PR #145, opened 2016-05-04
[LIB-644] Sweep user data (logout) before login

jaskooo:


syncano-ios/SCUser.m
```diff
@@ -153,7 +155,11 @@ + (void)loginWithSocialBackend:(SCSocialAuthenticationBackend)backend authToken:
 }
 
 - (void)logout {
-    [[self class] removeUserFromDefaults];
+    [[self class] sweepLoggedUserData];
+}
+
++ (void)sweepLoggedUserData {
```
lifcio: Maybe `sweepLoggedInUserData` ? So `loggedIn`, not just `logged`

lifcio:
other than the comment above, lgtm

====

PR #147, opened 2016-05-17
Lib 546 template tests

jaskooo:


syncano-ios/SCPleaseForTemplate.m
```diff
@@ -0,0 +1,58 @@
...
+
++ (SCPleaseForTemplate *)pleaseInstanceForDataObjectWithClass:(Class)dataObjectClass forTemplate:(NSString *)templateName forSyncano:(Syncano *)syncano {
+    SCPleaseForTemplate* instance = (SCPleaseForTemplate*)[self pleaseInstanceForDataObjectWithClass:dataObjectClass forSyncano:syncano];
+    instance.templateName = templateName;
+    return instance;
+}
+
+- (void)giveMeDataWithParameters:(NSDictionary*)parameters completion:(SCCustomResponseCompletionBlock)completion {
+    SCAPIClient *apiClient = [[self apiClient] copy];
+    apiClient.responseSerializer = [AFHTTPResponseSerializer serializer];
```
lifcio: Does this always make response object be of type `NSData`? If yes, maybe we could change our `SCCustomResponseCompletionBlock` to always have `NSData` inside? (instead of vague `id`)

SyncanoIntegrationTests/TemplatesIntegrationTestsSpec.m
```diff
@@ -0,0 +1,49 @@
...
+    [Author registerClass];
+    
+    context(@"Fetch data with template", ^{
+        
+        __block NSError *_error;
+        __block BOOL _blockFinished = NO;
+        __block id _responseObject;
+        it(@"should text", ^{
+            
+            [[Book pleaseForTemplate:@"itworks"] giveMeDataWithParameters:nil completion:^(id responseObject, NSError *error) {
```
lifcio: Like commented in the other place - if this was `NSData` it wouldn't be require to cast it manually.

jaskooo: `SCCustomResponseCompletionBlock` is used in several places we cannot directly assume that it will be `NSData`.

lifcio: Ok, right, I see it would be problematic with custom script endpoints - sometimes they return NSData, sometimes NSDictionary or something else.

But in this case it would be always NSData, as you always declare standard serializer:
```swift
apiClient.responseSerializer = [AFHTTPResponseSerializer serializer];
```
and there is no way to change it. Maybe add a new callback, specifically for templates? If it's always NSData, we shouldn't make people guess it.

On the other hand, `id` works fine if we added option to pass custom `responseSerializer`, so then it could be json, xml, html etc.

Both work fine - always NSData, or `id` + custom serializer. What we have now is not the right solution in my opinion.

====

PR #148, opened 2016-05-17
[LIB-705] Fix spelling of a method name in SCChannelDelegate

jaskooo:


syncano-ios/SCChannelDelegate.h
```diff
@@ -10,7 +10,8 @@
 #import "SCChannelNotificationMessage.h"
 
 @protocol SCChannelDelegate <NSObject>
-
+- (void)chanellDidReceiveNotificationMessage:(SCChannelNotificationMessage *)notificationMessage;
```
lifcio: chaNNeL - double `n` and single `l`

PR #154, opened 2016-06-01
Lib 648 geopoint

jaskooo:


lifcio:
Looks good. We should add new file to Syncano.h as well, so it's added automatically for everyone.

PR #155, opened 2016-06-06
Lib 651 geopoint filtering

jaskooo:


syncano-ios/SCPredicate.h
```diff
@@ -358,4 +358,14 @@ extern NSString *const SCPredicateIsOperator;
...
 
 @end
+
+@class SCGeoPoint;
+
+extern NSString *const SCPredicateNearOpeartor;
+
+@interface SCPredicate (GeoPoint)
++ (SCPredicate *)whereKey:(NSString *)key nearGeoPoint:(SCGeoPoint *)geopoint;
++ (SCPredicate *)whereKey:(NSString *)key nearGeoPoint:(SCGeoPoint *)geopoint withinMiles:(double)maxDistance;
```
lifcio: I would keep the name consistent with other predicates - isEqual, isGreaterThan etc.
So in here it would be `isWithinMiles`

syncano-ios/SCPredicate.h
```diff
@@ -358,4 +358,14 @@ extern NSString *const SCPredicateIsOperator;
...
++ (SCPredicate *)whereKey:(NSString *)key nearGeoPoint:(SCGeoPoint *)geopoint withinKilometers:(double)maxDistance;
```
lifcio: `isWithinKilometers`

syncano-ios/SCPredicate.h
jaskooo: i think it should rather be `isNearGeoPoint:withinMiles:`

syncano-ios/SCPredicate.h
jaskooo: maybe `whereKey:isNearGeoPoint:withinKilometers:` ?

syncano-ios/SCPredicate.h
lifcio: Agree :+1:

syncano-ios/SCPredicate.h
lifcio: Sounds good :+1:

====

PROBLEM TO SOLVE: Please say how many lines in the records above contain the word "AFHTTPResponseSerializer". Give the number alone.

ANSWER FOR THIS EXERCISE: 2